Issue #298, opened 2023-03-29
Bug when using std::vector in place of variable-length array type.


hungatamazon:
When following https://nunavut.readthedocs.io/en/latest/docs/languages.html to use `std::vector` instead of `variable_length_array`, there is a bug in the generated code.

The generated header has the intended type. Example: std::vector<std::uint32_t> value{}; . But it's trying to push_back() with no argument in the deserialize code.

```
    std::vector<std::uint32_t> value{};

...

    nunavut::support::SerializeResult
    deserialize(nunavut::support::const_bitspan in_buffer)
    {

     ...

            for (size_t _index5_ = 0U; _index5_ < _size0_; ++_index5_)
            {
                // TODO This is terribly inefficient. We need to completely refactor this template to use C++ emplace and
                // move semantics instead of assuming C-style containers
                value.push_back();   // <--- This causes compiler errors
                value[_index5_] = in_buffer.getU32(32U);
                in_buffer.add_offset(32U);
            }

      ...

    }
```

PR #303, opened 2023-05-17
Fix for #298 and workaround for Sybil 4 bug

thirtytwobits:
#298 will be fixed but this will also get another refactor when we switch to CETL.


thirtytwobits:
This PR is blocked by https://github.com/OpenCyphal/docker_toolchains/pull/34

verification/.devcontainer/devcontainer.json
```diff
@@ -12,13 +12,12 @@
...
-                "ban.spellright",
-                "ms-python.python",
-                "ms-vscode.cpptools",
                 "ms-vscode.cpptools-extension-pack",
+                "streetsidesoftware.code-spell-checker",
                 "xaver.clang-format",
-                "hbenl.vscode-test-explorer",
-                "matepek.vscode-catch2-test-adapter"
+                "vadimcn.vscode-lldb",
+                "matepek.vscode-catch2-test-adapter",
```
pavel-kirienko, line 19: What do we need catch2 support here for?

src/nunavut/lang/py/support/serialization.j2
pavel-kirienko, line 1: This one is clearly added by mistake.

src/nunavut/lang/js/support/serialization.j2
pavel-kirienko, line 1: This one is clearly added by mistake. If this is a placeholder, then it should be empty.

src/nunavut/lang/html/support/serialization.j2
pavel-kirienko, line 1: same

requirements.txt
```diff
@@ -1,6 +1,7 @@
 # This file provided for readthedocs.io only. Use tox.ini for all dependencies.
 
-sphinx >= 1.8.5
+# sphinx 7.0 is not compatible with sphinx_rtd_theme
+sphinx == 6.2.1
```
pavel-kirienko, line 4:
```suggestion
sphinx ~= 6.2.1
```

src/nunavut/cli/__init__.py
```diff
@@ -562,9 +562,7 @@ def main() -> int:
     #
     extra_includes = args.lookup_dir
 
-    # legacy variable. We'll support this for a time.
-    extra_includes_from_env = _extra_includes_from_env("UAVCAN_DSDL_INCLUDE_PATH")
-    extra_includes_from_env += _extra_includes_from_env("DSDL_INCLUDE_PATH")
+    extra_includes_from_env = _extra_includes_from_env("DSDL_INCLUDE_PATH")
```
pavel-kirienko, line 565: This might add unnecessary redundancy next to the `CYPHAL_PATH` environment variable that has become an almost de-facto standard already, as it is used in PyCyphal, Yakut, and Yukon and may be used by other implementations eventually. It contains the list of directories that contain DSDL root namespaces in them, separated with either `:` or `;`.

We may want to start using the same environment variable in Nunavut, such that the entries pulled through this variable are added after the entries given through the command line.

If we don't want to rely on the same env var in Nunavut, then at least `DSDL_INCLUDE_PATH` should be renamed to follow some consistent naming pattern, and the word "include" is better be removed since there is no concept of inclusion in DSDL.

pavel-kirienko (changes requested):

verification/.devcontainer/devcontainer.json
thirtytwobits: It's just a bad id. This support googletest:

```
Name: C++ TestMate
Id: matepek.vscode-catch2-test-adapter
Description: Run GoogleTest, Catch2 and DOCtest tests from VSCode
Version: 4.4.2
Publisher: Mate Pek
VS Marketplace Link: https://marketplace.visualstudio.com/items?itemName=matepek.vscode-catch2-test-adapter
```

src/nunavut/lang/py/support/serialization.j2
thirtytwobits: fixed

src/nunavut/cli/__init__.py
thirtytwobits: I'll just support them all.

thirtytwobits:
For the love of Pete! Is the entire Python universe broken!?! (working on a fix for RTD)

pavel-kirienko (approved):
Not sure if I get it correctly but `CYPHAL_PATH` contains the list of directories that contain DSDL root namespaces in them. That's how it's defined in PyCyphal et al. Is this compatible with the semantics of your env var here?

thirtytwobits:
> It seems like Nunavut expects the env vars to contain the list of root namespace directories,...

Undoing then. Can you open an issue to add support for CYPHAL_PATH?

skeetsaz (approved):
____________________
What you are asked to do >> Copy each line above that contains the string "instead".

Answer to this problem >>
When following https://nunavut.readthedocs.io/en/latest/docs/languages.html to use `std::vector` instead of `variable_length_array`, there is a bug in the generated code.
                // move semantics instead of assuming C-style containers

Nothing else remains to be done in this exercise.